PR #828, opened 2018-04-19
PAE ties as elements

### LINKED ISSUE #820: Plaine & Easie: ties not working
PAE-ties (`+`) are only converted to attributes and thus not shown. They should be converted to `tie` elements instead.

rettinghaus:
fixes #820

### DIFF
--- a/src/iopae.cpp
+++ b/src/iopae.cpp
@@ -486,7 +486,10 @@ void PaeInput::parsePlainAndEasy(std::istream &infile)
         m_doc->m_scoreDef.SetProportNumbase(scoreDefMensur->GetNumbase());
         delete scoreDefMensur;
     }
-    if (m_tie != NULL) delete m_tie;
+    if (m_tie != NULL) {
+      delete m_tie;
+      m_tie = NULL;
+    }
     staffGrp->AddChild(staffDef);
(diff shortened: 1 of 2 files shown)


src/iopae.cpp
```diff
@@ -1317,17 +1319,15 @@ void PaeInput::parseNote(pae::Note *note)
...
+            m_tie = NULL;
         }
 
         if (note->tie) {
-            if (mnote->GetTie() == TIE_t)
-                mnote->SetTie(TIE_m);
-            else
-                mnote->SetTie(TIE_i);
-            m_last_tied_note = mnote;
+            m_tie = new Tie();
```
lpugin: You need to check in the PaeInput destructor if `m_tie == NULL` and delete it if not, otherwise there will be a memory leak.

src/iopae.cpp
```diff
@@ -483,6 +486,7 @@ void PaeInput::parsePlainAndEasy(std::istream &infile)
         m_doc->m_scoreDef.SetProportNumbase(scoreDefMensur->GetNumbase());
         delete scoreDefMensur;
     }
+    if (m_tie != NULL) delete m_tie;
```
lpugin: Please set m_tie to NULL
──────────
**Task objective**
All of the entries should be output exactly as they appear above.

**Solution to this problem**
PR #828, opened 2018-04-19
PAE ties as elements

### LINKED ISSUE #820: Plaine & Easie: ties not working
PAE-ties (`+`) are only converted to attributes and thus not shown. They should be converted to `tie` elements instead.

rettinghaus:
fixes #820

### DIFF
--- a/src/iopae.cpp
+++ b/src/iopae.cpp
@@ -486,7 +486,10 @@ void PaeInput::parsePlainAndEasy(std::istream &infile)
         m_doc->m_scoreDef.SetProportNumbase(scoreDefMensur->GetNumbase());
         delete scoreDefMensur;
     }
-    if (m_tie != NULL) delete m_tie;
+    if (m_tie != NULL) {
+      delete m_tie;
+      m_tie = NULL;
+    }
     staffGrp->AddChild(staffDef);
(diff shortened: 1 of 2 files shown)


src/iopae.cpp
```diff
@@ -1317,17 +1319,15 @@ void PaeInput::parseNote(pae::Note *note)
...
+            m_tie = NULL;
         }
 
         if (note->tie) {
-            if (mnote->GetTie() == TIE_t)
-                mnote->SetTie(TIE_m);
-            else
-                mnote->SetTie(TIE_i);
-            m_last_tied_note = mnote;
+            m_tie = new Tie();
```
lpugin: You need to check in the PaeInput destructor if `m_tie == NULL` and delete it if not, otherwise there will be a memory leak.

src/iopae.cpp
```diff
@@ -483,6 +486,7 @@ void PaeInput::parsePlainAndEasy(std::istream &infile)
         m_doc->m_scoreDef.SetProportNumbase(scoreDefMensur->GetNumbase());
         delete scoreDefMensur;
     }
+    if (m_tie != NULL) delete m_tie;
```
lpugin: Please set m_tie to NULL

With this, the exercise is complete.